**Exercise goal**.
Retype the listing below, keeping every line the same.

**Source records**.
- - - - - - -
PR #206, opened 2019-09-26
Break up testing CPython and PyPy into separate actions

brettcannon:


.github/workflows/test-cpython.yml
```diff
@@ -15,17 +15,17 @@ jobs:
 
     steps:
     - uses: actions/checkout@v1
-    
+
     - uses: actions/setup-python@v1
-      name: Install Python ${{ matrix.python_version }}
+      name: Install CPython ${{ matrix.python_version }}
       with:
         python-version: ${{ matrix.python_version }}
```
- - - - - - -
**Response to the task**.
PR #206, opened 2019-09-26
Break up testing CPython and PyPy into separate actions

brettcannon:


.github/workflows/test-cpython.yml
```diff
@@ -15,17 +15,17 @@ jobs:
 
     steps:
     - uses: actions/checkout@v1
-    
+
     - uses: actions/setup-python@v1
-      name: Install Python ${{ matrix.python_version }}
+      name: Install CPython ${{ matrix.python_version }}
       with:
         python-version: ${{ matrix.python_version }}
```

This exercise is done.